Picture a room with multiple screens displaying social feeds. Staffers are watching, learning, replying and distributing information and questions to the right people throughout your organization. A listening center will help you glean insights into what customers, influencers, press and the community are saying about your brand. You can also track what is being said about the competition. Listening is the first step.
6. ESTABLISH RULES OF ENGAGEMENT Each social network community boasts its own unique culture. A one-size-fits-all approach can fall flat or cause an unintentional uprising.
Front line employees who engage with customers on social channels need road signs and guardrails to operate. Formally training your internal staff on those rules ensures fewer social missteps. A few simple guidelines include: thanking people who mention your brand, engaging quickly, and being honest. Be sure to cover what to do when things are going wrong. When there is a problem, acknowledge it quickly, say you are working on it. Follow-up is key. Give a little detail about what you are doing to fix it and when you expect resolution.
Remember, while only one person may be waiting for your direct reply, thousands more could be watching. Social customers not only expect and appreciate acknowledgement, but they also feel better as a result.
7. ATTRACT FANS WITH NEW SOCIAL EXPERIENCES The social web is fundamentally changing interactions between companies and their communities. Now you can personalize your story for the people you are trying to reach, inspired by their behavior in social networks – what they post, what they do, what they “like.”
Imagine delivering tailored products and experiences, mobile apps, and rich web content to your customers. I, for example, am a “sun and golf” kind of guy. I’m not interested in cold weather ski resorts. Your customers will appreciate seeing only relevant information and offers, and you will experience greater customer satisfaction and more sales.
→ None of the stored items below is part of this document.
PR #2457, opened 2018-10-13
bounty template layout adjustments

pinkiebell:
### Description
Adjusts the layout for bounty rows and refactor the template a bit.


thelostone-mc:
@pinkiebell could you throw in a before and after screenshot ?

pinkiebell:
I rebased & pushed another version of this.
Layout is close to the original except for the removed background color and the added flex-wrap.
Before that change, there was a possibility that the funding tags got clipped' off.

Before
localhost_8000_explorer_network mainnet order_by null

After
localhost_8000_explorer_network mainnet order_by null 1
localhost_8000_explorer_network mainnet order_by null 2

PR #2511, opened 2018-10-22
Cancel view clean up

captnseagraves:
Cancel view clean up


app/grants/views.py
```diff
@@ -35,6 +36,11 @@
 from marketing.models import Keyword
 from web3 import HTTPProvider, Web3
 
+now = datetime.datetime.now()
```
mbeacom: Can we move this into the method itself? @captnseagraves

captnseagraves: sure

captnseagraves:
Comments addressed here: https://github.com/gitcoinco/web/pull/2513

PR #2517, opened 2018-10-23
grants/new: add any token option

thelostone-mc:
##### Description

screen shot 2018-10-23 at 10 38 06 pm

@captnseagraves is this what you were hoping for ?


captnseagraves:
@thelostone-mc Yes! We need to find a way to take ETH off as well though

captnseagraves:
LGTM

mbeacom:
@captnseagraves @thelostone-mc As discussed previously, we will want to probably update the `tokens` BE method with an optional arg/kwarg to handle entry for grants.  If grants, set choice of `any` to `0x0...`.  This would eliminate the need for this change.

Issue #2483, opened 2018-10-17
Stop Work button even if request is not sent


santteegt:
**Describe the bug**
Stop work button appears event if the request to work is not sent

**To Reproduce**
A user with all three working issue slots assigned tries to send a request to start working on a new bounty. An error of "max of 3 issues at once" appear but the Stop Work button is shown.

**Expected behavior**
[comment]: # (A clear and concise description of what you expected to happen.)
Start work should be in place

**Screenshots**
![out](https://user-images.githubusercontent.com/926341/47056128-86a85d00-d180-11e8-82f2-62ec4ecb736c.gif)

**Desktop (please complete the following information):**

- OS: MacOs High Sierra 10.13.6
- Browser Google Chrome
- Browser Version 69.0.3497.100

PR #2565, opened 2018-10-30
fix 'stop work' button when the request is not sent

jvmaia:
##### Checklist

ui

##### Testing

tested the starting/stoping work.
##### Refers/Fixes
Fixes: #2483


octavioamu:
Thanks for helping
Things have changed a little in master now is just changing the buttons on success as promise also because we now have "cancel reason".
I think we can close this PR for now. 
CC @thelostone-mc

thelostone-mc:
Thanks @jvmaia ! Appreciate this but will be closing this one out as this use-case is now avoided 😅

Issue #2586, opened 2018-10-31
bug - kudos tx ran out of gas


owocki:
https://etherscan.io/tx/0x063b85c9e070e57ede8cfdd8f92cd8841c59d0ef0d6fecd8d58c64227ddc9228
kudos to username: TimDaub
original report: https://twitter.com/TimDaub/status/1057353311655993344

success criteria:
1. identify and fix the root cause of this issue.
2. communicate with user to let them know its fixed and to try again (you might have to send them more gas)

octavioamu:
Not sure what happens but also the data of his kudo is messy
https://gitcoin.co/profile/TimDaub
![image](https://user-images.githubusercontent.com/1358093/47791580-c763b280-dcf8-11e8-942c-0143dc77c97b.png)

kuhnchris:
I think that the gas calc is messed up to begin with, not just kudos.
my default gas was 2 on kudos, but I barely get anything verified with 2 anymore. 2.5wei seems to be the minimum right now. The calculator may simply be screwed.

octavioamu:
#2570

jasonrhaas:
Do we know if this is a Kudos Direct Send or Kudos Indirect Send?  Ie, if the Kudos needed to be "received".  The link on etherscan.io says the transaction is from https://etherscan.io/address/0xa5a3835689008041296d2cd3f94c307e05f82630

Looking at the transactions, it looks like it is probably the proxy account, which means Indirect Send.  Hard to be sure  without looking at the database directly though.

jasonrhaas:
OK so I added a 10% ETH buffer for the proxy account to add some extra gas money for when the Kudos actually gets minted on the receiving end.

Before buffer:
<img width="359" alt="screen shot 2018-10-31 at 4 47 48 pm" src="https://user-images.githubusercontent.com/7018237/47820993-2b07d300-dd2d-11e8-8e78-d574089427b0.png">


After adding a 10% buffer:
<img width="358" alt="screen shot 2018-10-31 at 4 50 35 pm" src="https://user-images.githubusercontent.com/7018237/47820999-34913b00-dd2d-11e8-83eb-297116b3013d.png">

This means that the upfront cost for Kudos Indirect Send will be a bit higher.  We also need to make sure that in the *kudos_receive.js* that we are returning any leftover money to the original Kudos sender.

owocki:
https://github.com/gitcoinco/web/pull/2656

owocki:
[...]

PR #2656, opened 2018-10-31
fix for tx's running out of gas

owocki:
gas limit fix.  this is a fix for 

https://github.com/gitcoinco/web/issues/2586

it needs to be tested before deployment.  i can't do that currently bc i have bad internet..

### DIFF
--- a/app/assets/v2/js/pages/kudos_receive.js
+++ b/app/assets/v2/js/pages/kudos_receive.js
@@ -155,7 +155,7 @@ $(document).ready(function() {
  
         kudos_contract.clone.estimateGas(forwarding_address, tokenId, numClones, {from: holding_address, value: kudosPriceInWei}, function(error, gasLimit) {
           console.log(gasLimit);
-          var buffer = new web3.BigNumber(0);
+          var buffer = new web3.BigNumber(100000);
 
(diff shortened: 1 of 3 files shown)


mbeacom:
Seeing an [out of gas error](https://rinkeby.etherscan.io/tx/0x29f590258542caefdb70a4930d001ba8860c9ca6e25c3f4bf4b2a5d7d1ddfb23) when using this on rinkeby

jasonrhaas:
> Seeing an [out of gas error](https://rinkeby.etherscan.io/tx/0x29f590258542caefdb70a4930d001ba8860c9ca6e25c3f4bf4b2a5d7d1ddfb23) when using this on rinkeby

@mbeacom this was a Kudos Indirect Send right?

owocki:
@mbeacom https://github.com/gitcoinco/web/pull/2656/commits/f93b8345f4daa4fb768716b8c6f8273c0074afce should fix that

jasonrhaas:
Doesn't this line https://github.com/gitcoinco/web/blob/master/app/assets/v2/js/pages/kudos_send.js#L508

already account for the Kudos gasLimit?  It seems like we are sending the gas money twice.  I suppose it's better to have extra gas in there anyway.  We just need to make sure that we return the extra gas money leftover.

PR #2657, opened 2018-10-31
Adjust lazy_load_kudos to catch nonexistent profile

### LINKED ISSUE #2655: Don't assume a profile will exist without catching with try/except
https://sentry.gitcoin.co/gitcoin/gitcoin-prod-backend/issues/1719/

```
DoesNotExist: Profile matching query does not exist.
(3 additional frame(s) were not displayed)
...
  File "dashboard/views.py", line 1211, in lazy_load_kudos
    profile = Profile.objects.get(handle=handle)
  File "cacheops/query.py", line 354, in get
    return qs._no_monkey.get(qs, *args, **kwargs)

DoesNotExist: Profile matching query does not exist.
```

mbeacom:
##### Description

The goal of this PR is to resolve the exception encountered in:  #2655 when attempting to query for a profile that doesn't exist in `lazy_load_kudos`

##### Checklist

##### Testing

Local

##### Refers/Fixes

Fix #2655

### DIFF
--- a/app/dashboard/views.py
+++ b/app/dashboard/views.py
@@ -1202,22 +1202,25 @@ def profile(request, handle):
 @csrf_exempt
 def lazy_load_kudos(request):
     page = request.POST.get('page', 1)
-    address = request.POST.get('address')
     context = {}
     datarequest = request.POST.get('request')
     order_by = request.GET.get('order_by', '-modified_on')
     limit = int(request.GET.get('limit', 8))
     handle = request.POST.get('handle')
-    profile = Profile.objects.get(handle=handle)
-    if datarequest == 'mykudos':
-        key = 'kudos'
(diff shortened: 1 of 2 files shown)


octavioamu:
LGTM , tested in my local

app/dashboard/views.py
```diff
@@ -1202,22 +1202,25 @@ def profile(request, handle):
 @csrf_exempt
 def lazy_load_kudos(request):
     page = request.POST.get('page', 1)
-    address = request.POST.get('address')
     context = {}
     datarequest = request.POST.get('request')
     order_by = request.GET.get('order_by', '-modified_on')
```
octavioamu: looks like the order was removed from the front end so if we are not going to have it there is not need to have it in the request

mbeacom: I'll remove it in a follow up. Thanks for the heads up!

Issue #2663, opened 2018-11-01
Track status on KudosTransfer objects


mbeacom:
`KudosTransfer` should carry a `status` field or something similar acting as an indicator of `Token` status onchain.

Prompted by:

```
jhaas [14 hours ago]
Part of the problem is that we are just associating the Kudos objects with the profile, disregarding anything on the blockchain.  Will lead to confusion.  Also the problem with using KudosTransfer is that its not a real kudos.  Could have a scenario where the transaction fails, so the kudos would show up in the profile, but not exist on chain.

One possibility is showing the KudosTransfers as “pending” Kudos, so they can see the kudos right away.  But then when the kudos actually mines + syncs, replace that with the real kudos from the Token table.
```

owocki:
https://github.com/gitcoinco/web/pull/2673

PR #2673, opened 2018-11-02
lookup and sync Kudos/Tips txids success statuses

owocki:
##### Description

lookup and sync Kudos/Tips txids success statuses

also:

* Threads through tx status success to a bunch of diff places
* Updates analytics

##### Checklist

Kudos/Tips

##### Testing

I ran the `update_tx_status` management command.

##### Refers/Fixes

https://github.com/gitcoinco/web/issues/2663

##### TODOs

* If a Tip/Kudos drops/fails, We should notify the sender
* Perhaps we only trigger 'you have a new X' emails after the tx clears?  
* what else?


owocki:
@mbeacom particularly interested in your thoughts on this:
```
What do we want to do with this information? Perhaps we only trigger 'you have a new X' emails after the tx clears?
If a Tip/Kudos drops/fails, We should notify the sender
There are probably points in our analytics where we should only include tx's that succeeeded.
what else?
```

owocki:
@mbeacom any thoughts on the todos listed in the PR desc?

owocki:
@mbeacom ^^

owocki:
@frankchen07 when this goes live, youll ahve to check not only for a non falsy `txid`, but also that tx_status == 'success'

owocki:
@mbeacom can i get an 👀

Issue #2538, opened 2018-10-25
As a contributor, I'd like to see the correct time estimate on a Gitcoin Issue.


frankchen07:
### User Story

As a contributor, I'd like to see the correct time estimate on a Gitcoin Issue.

### Why Is this Needed

317 years is not an option that a funder can select in the "expires in" section of the funder form.

### Description
Example: https://gitcoin.co/issue/MetaMask/metamask-extension/3127/1155

On the issue details page:
![screen shot 2018-10-24 at 14 15 58](https://user-images.githubusercontent.com/7516920/47535815-05348700-d872-11e8-9bbf-46fdc9ceb72b.png)

On the funder page:
![screen shot 2018-10-25 at 16 27 03](https://user-images.githubusercontent.com/7516920/47536015-f13d5500-d872-11e8-9539-8e6a27b8981b.png)

### Current Behavior
"Time left" estimates should match what the funder put up in the funding form.

### Expected Behavior
Never should show up as "never" or something like an infinity sign.

### Definition of Done
1. The "Expires in" value selected by a the funder for an issue should match the "time left" countdown on the issue details page.

octavioamu:
Great @Anish-Agnihotri Im fixing this one in the bounty detail and explorer
Bounty detail:
![image](https://user-images.githubusercontent.com/1358093/47947541-2e51b900-defd-11e8-897e-e0abd30a25cd.png)

Explorer
![image](https://user-images.githubusercontent.com/1358093/47947557-85578e00-defd-11e8-8bd8-1fa851c25b1e.png)

Anish-Agnihotri:
Looks good! Thanks @octavioamu!

frankchen07:
Looks great! Thanks for taking a look at this @Anish-Agnihotri and @octavioamu!

PR #2676, opened 2018-11-03
Fix never expires

octavioamu:
##### Description

This fixes the estimate expiration when user choose "Never"

In bounty detail:
image

In explorer:
image

##### Checklist

##### Refers/Fixes

Fixes: #2538

### DIFF
--- a/app/assets/v2/js/shared.js
+++ b/app/assets/v2/js/shared.js
@@ -1012,6 +1012,7 @@ function renderBountyRowsFromResults(results, renderForExplorer) {
     const dateNow = new Date();
     const dateExpires = new Date(result['expires_date']);
     const isExpired = dateExpires < dateNow && !result['is_open'];
+    const isInfinite = dateExpires - new Date().setFullYear(new Date().getFullYear() + 1) > 1;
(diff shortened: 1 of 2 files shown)


app/assets/v2/js/shared.js
```diff
@@ -1047,7 +1048,13 @@ function renderBountyRowsFromResults(results, renderForExplorer) {
       const timeLeft = timeDifference(dateNow, dateExpires);
       const expiredExpires = dateNow < dateExpires ? 'Expires' : 'Expired';
 
-      result['p'] += ('Opened ' + openedWhen + ' ago, ' + expiredExpires + ' ' + timeLeft);
+      if (isInfinite) {
+        const expiredExpires = 'Never expires';
```
thelostone-mc: `expiredExpires` seems confusing as it's already declared above.
Would it make sense to change it to

```
if (isInfinite) {
  const expiredExpires = 'Never expires';
 ....
} else {
  const expiredExpires = dateNow < dateExpires ? 'Expires' : 'Expired';
  ...
}
```

octavioamu: Totally agree, I had made it in that way not sure why I moved to outside the statement.

Issue #2272, opened 2018-09-25
Redefine Work Started


PixelantDesign:
### User Story

As a funder I'd like a simple and clear distinction between contributors that express interest and  contributors that have _actually_ started work.

As a contributor I'd like to show my interest in working on a project but not have it be counted as started until I actually begin the work.

### Why Is this Needed

- Improve issues in a dangling state
- Make the different states clear to funders and contributors

### Description

Break apart expressed interest and work started.

### Current Behavior
Both are bucketed into one state.

### Solution
[comment]: # (Provide a summary of the solution and a task list on what needs to be fixed.)
*Summary*:

### Definition of Done
[comment]: # (Any other information that would be useful, bullets are helpful.)

### Additional Information
[comment]: # (Any other information that would be useful, content, screenshots, etc.)

mbeacom:
`work started` is `expressed interested`, just renamed copy on the frontend.  The only action we have offchain is "work started" (express interest).
Are you thinking: `work started` would mean they have an open PR or an associated commit?  Oddly enough, this is exactly how `work started` began xD - That's why the BE all references `interest` vs `start work/work started`.

What do we want to consider `work started` vs hitting a CTA for "Start work" ?

thelostone-mc:
@PixelantDesign seems to be you are asking for a `follow` issue button. Is that it ?

PixelantDesign:
@thelostone-mc

So currently *work started* consists of *contributors who want to work on an issue* and *contributors who have actually started work*.

The thinking is that if we broke out *Express Interest* from actual *work started* then it would be *clearer* where work has actually started because interested contributors will know what they can apply to work on.

For issues that don’t need approval. There would not be an express interest phase. A contributor would go straight to start work.

Thoughts?

Renaming it on the front-end could partially work @mbeacom.

frankchen07:
I actually didn't know that "work started" simply meant "express interest" (according to @mbeacom ), so that's good to know. It also makes sense for the admin controls since the `interested` field is populated when work has been started. 

I think work started should be exactly what the meaning is == they've started work. This means they've opened a PR, or have code changes committed, etc. 

[...]

PR #2691, opened 2018-11-05
bounty: rename text to express interest for permissioned bounty

thelostone-mc:
Button states `Express Interest` and `Stop` for permission bounty 
Button states `Start Work` and `Stop Work` for permissionless bounty

untitled

Fixes: https://github.com/gitcoinco/web/issues/2272

### DIFF
--- a/app/assets/v2/js/pages/bounty_details.js
+++ b/app/assets/v2/js/pages/bounty_details.js
@@ -866,10 +866,17 @@ var do_actions = function(result) {
 
   if (show_start_stop_work) {
     const enabled = true;
+    let text;
+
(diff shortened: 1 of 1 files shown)


thelostone-mc:
> Could we also update this language everywhere else that is displaying Start work?

@PixelantDesign this would be again only for permissioned bounties right ?

owocki:
i haven't looked closely but i bet dollars to donuts that there are other places its called 'start work' in the app (activities feed, emails, gitcoin bot, etc)

thelostone-mc:
@owocki we could address it all in one PR or follow it up with another PR like what @octavioamu stated

PR #2725, opened 2018-11-07
Semaphore changes

mbeacom:
##### Description

The goal of this PR is to ensure we're not generating blocking gunicorn threads when a semaphore is present on a bounty if the bounty is being processed.
Additionally, this PR introduces: `dashboard.utils.release_bounty_lock` to manually release a semaphore in the event of unforeseen failure.

##### Checklist

redis, bounties

##### Testing

Locally


app/dashboard/utils.py
```diff
@@ -561,3 +559,13 @@ def test(addrstr):
     # return priv key, pub key, address
 
     return priv.to_string().hex(), pub.hex(), checksum_encode(address)
+
+
+def get_bounty_semaphore_ns(standard_bounty_id):
+    return f'{SEMAPHORE_BOUNTY_NS}_{standard_bounty_id}_{SEMAPHORE_BOUNTY_SALT}'
+
+
+def release_bounty_lock(standard_bounty_id):
```
owocki: is this being called anywhere?

app/dashboard/helpers.py
```diff
@@ -517,11 +519,18 @@ def process_bounty_details(bounty_details):
...
         return (did_change, latest_old_bounty, latest_old_bounty)
 
-    new_bounty = create_new_bounty(old_bounties, bounty_payload, bounty_details, bounty_id)
+    semaphore_key = get_bounty_semaphore_ns(bounty_data['id'])
+    semaphore = get_semaphore(semaphore_key)
 
-    if new_bounty:
-        return (did_change, latest_old_bounty, new_bounty)
-    return (did_change, latest_old_bounty, latest_old_bounty)
+    try:
```
owocki: nice refactor!

owocki:
left a few comments

app/dashboard/utils.py
mbeacom: No - merely introduced it as a mechanism for us to manually lift a lock in the event we needed to.  @owocki

owocki: makes sense

owocki:
i thought about this a bit more tonight.  we run the risk of any thread (gunicorn or not) dying and the bounty being sync'd being blocked forever.    what we really need is to use `redis:setex` instead of redis:set` so that one can assume that after ~ 60 seconds, that the sync thread has died

owocki:
@mbeacom 17ffa689bb4f04becbdc8af51de98749fa2e160f should accomplish the above.. lmk if you concur

upstream code => https://github.com/bluele/redis-semaphore/blob/master/redis_semaphore/__init__.py#L18

PR #2727, opened 2018-11-07
removes IOS app from site

owocki:
i just got an email from a user who was upset that someone applied to work on their bounty and was automatically approved
after looking into it, they applied with the iOS app..  which does not support pending workers
i think this is the nail in the coffin for the iOS app for me… which has never been used really, and is more of a headache to maintain than is worth it i think.

what this does:
- removes iOS banner
- removes iOS page
- disables ios endpoints

still TODO:
- email all users of the iOS app and let them know its not supported anymore


owocki:
http://bits.owocki.com/b1b892306bf8/Screen%20Shot%202018-11-07%20at%201.33.57%20PM.png

PR #2734, opened 2018-11-08
fixes the logic for avatar save checks

owocki:
previous_* was being set every time, when really it should only updated if the field its dervied from is updated

per https://gitcoincore.slack.com/archives/CBZEHJCN7/p1541628897002900


app/avatar/models.py
```diff
@@ -82,14 +82,14 @@ def save(self, *args, force_insert=False, force_update=False, **kwargs):
         """Override the save to perform change comparison against PNG and SVG fields."""
         if (self.svg != self.__previous_svg) or (self.svg and not self.custom_avatar_png):
```
owocki: alternatively we could just remove the if statement and update every single time

PR #2757, opened 2018-11-10
Remove full name entry + hide in form.

### LINKED ISSUE #2748: Remove the "full name" entry and the option to hide it on the Gitcoin funder form.
### User Story

As a funder in the open source community, true anonymity is not really possible. When funding an issue, I want as few decision points as possible from start to successfully funding an issue. 

On an Issue Details page, "Anonymous" is shown under the Funder section, but if the funder interacts on the Github issue, they eventually have their information exposed in the all activity section.

screen shot 2018-11-09 at 10 54 04

Anonymity only works if it's completely carried throughout the "All Activity" section and throughout Github (which isn't possible). It doesn't make sense to be in open source, funding issues, and remain anonymous - that's part of the "reputation" of open source.

### Why Is this Needed

This issue was brought up by a community member: https://github.com/gitcoinco/web/issues/2579

In order to tidy up the Issue Details all activity section, using Github usernames by default is more consistent, and follows the fact that true anonymity (in this case) is difficult, especially on Github and in open source. 

What logically follows is to remove the decision point to enter funder full names and just use their Github handle to indicate who is funding the bounty. The decision to enter and hide their email will remain.

This has the added benefit of not having difficulties following up with funders as necessary.

### Current Behavior

On the funder form, one can enter their full name and decide whether or not they want to remain anonymous. 

### Expected Behavior

A funder's Github handle will be shown by default.

### Definition of Done

1. Remove on the funder form:

screen shot 2018-11-09 at 10 43 35

Anish-Agnihotri:
##### Description

This is a simple commit that simply defaults the `details.html` page to take username as default value rather than full name, and removes the option to add a full name altogether from `new.html`. It's a simple commit which does this through: 

1. Removing the option to add a name. 
2. Defaulting occurrences of `bounty_owner_name` to `result.bounty_owner_github_username` in `bounty_details.js`. Since the option to anonymize full name has been removed altogether, I've also taken out the code that was committed previously for #2273. 

##### Checklist

- [X] commit message follows [commit guidelines](https://docs.gitcoin.co/mk_contributors/#step-4-commit)

User Interface. 

##### Testing

Tested cross-platform as usual and a few times with various issues on Rinkeby to ensure function. 

##### Refers/Fixes

Fixes #2748, removes need for #2273. 

CC: @frankchen07


thelostone-mc:
@Anish-Agnihotri added it into this PR ^_^

Issue #2579, opened 2018-10-30
Missing post-synchronisation for issue founders


kuhnchris:
**Describe the bug**
Apparently some funders of issues aren't properly connected to their profiles.

**To Reproduce**
Not sure, can't reproduce on purpose

**Expected behavior**
Have the issue funder's name displayed

**Screenshots**
![image](https://user-images.githubusercontent.com/761911/47752968-52f82780-dc96-11e8-9e4f-383c9a46b5b5.png)

**Desktop (please complete the following information):**

- OS: Mac OS X
- Browser Chrome
- Browser Version Latest Stable

kuhnchris:
For reference: The affected bounty is this one:
https://gitcoin.co/issue/gitcoinco/web/2508/1650

PixelantDesign:
Thanks for the report @kuhnchris!

frankchen07:
Ah, beat me to it. 😄 good catch!

thelostone-mc:
So what probably happened is that the options below were checked by default causing the name to be rendered `Anonymous`

<img width="805" alt="screen shot 2018-11-09 at 12 11 16 am" src="https://user-images.githubusercontent.com/5358146/48219977-0ad2b680-e3b4-11e8-9c41-0330e109d71e.png">

For Activities we track user action which doesn't taken into account if the funder has selected hide options.

We could either 
- remove those options 
  (personally I don't think we would need it cause it openness == transparency )
- update the Activity to keep track of that ( which might be a bit more tricker )

Here is the API response for that bounty :
https://gitcoin.co/actions/api/v0.1/bounties/?github_url=https://github.com/gitcoinco/web/issues/2508

@PixelantDesign @frankchen07

kuhnchris:
![image](https://user-images.githubusercontent.com/761911/48227107-baeaf400-e3a1-11e8-9ed7-3e5dd0a3faf0.png)
That seems redundant at best. if any of those values is not "Anonymous" then it wouldn't make sense to hide 'any' of em...

thelostone-mc:
So we always display the github username in the activities stream but on the footer we display the name of the funder which in this case @PixelantDesign has chosed to hide which is why that is anonymous.

The most sensible thing at this point in my head is
- Show the github username as opposed to the name of the funder in the funder info.
- Or do a check to see if funder doesn't want his name to be shown -> instead show github username

frankchen07:
I like your thought that the default should be showing the Github username - let's implement that. 

[...]

PR #2759, opened 2018-11-10
details : remove full name 

thelostone-mc:
- removed funder name from details page
- ensures email label + field is shown only if available
- cleans up extra code

Fixes: https://github.com/gitcoinco/web/issues/2579

screen shot 2018-11-11 at 12 43 38 am

### DIFF
--- a/app/assets/v2/js/pages/bounty_details.js
+++ b/app/assets/v2/js/pages/bounty_details.js
@@ -26,8 +26,8 @@ var gitcoin_ize = function(key, val) {
 var email_ize = function(key, val) {
 
   if (val == 'Anonymous' || val == '') {
-    $('#bounty_owner_email').hide();
-    $('#bounty_owner_email_label').hide();
+    $('#bounty_owner_email').remove();
+    $('#bounty_owner_email_label').remove();
   }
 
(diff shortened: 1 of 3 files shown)


app/assets/v2/js/pages/bounty_details.js
```diff
@@ -20,10 +20,16 @@ var gitcoin_ize = function(key, val) {
...
     return [ null, null ];
   }
-  return [ key, '<a href="https://gitcoin.co/profile/' + val + '" target="_blank" rel="noopener noreferrer">@' + val.replace('@', '') + '</a>' ];
+  return [ key, '<a href="https://gitcoin.co/profile/' + val + '" target="_blank" rel="noopener noreferrer">' + val.replace('@', '') + '</a>' ];
 };
 
 var email_ize = function(key, val) {
+
+  if (val == 'Anonymous' || val == '') {
+    $('#bounty_owner_email').hide();
```
octavioamu: Maybe is better to just .remove() the elements since we don't want to show it.

thelostone-mc: derp derp ! why didn't I think of that 😂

8. AMPLIFY YOUR EVANGELISTS As social customers build their personal networks over time, some of them evolve from just another member of the crowd into a person of influence with a large and attentive audience.
Let them know how important they are to your business. Find out what about your company and products excites them, and design official advocacy programs that harness their influence and passion.
Before you know it, you will have an army of people who are not even on your payroll singing your praises, answering questions guiding purchase decisions, and defending you against online critics.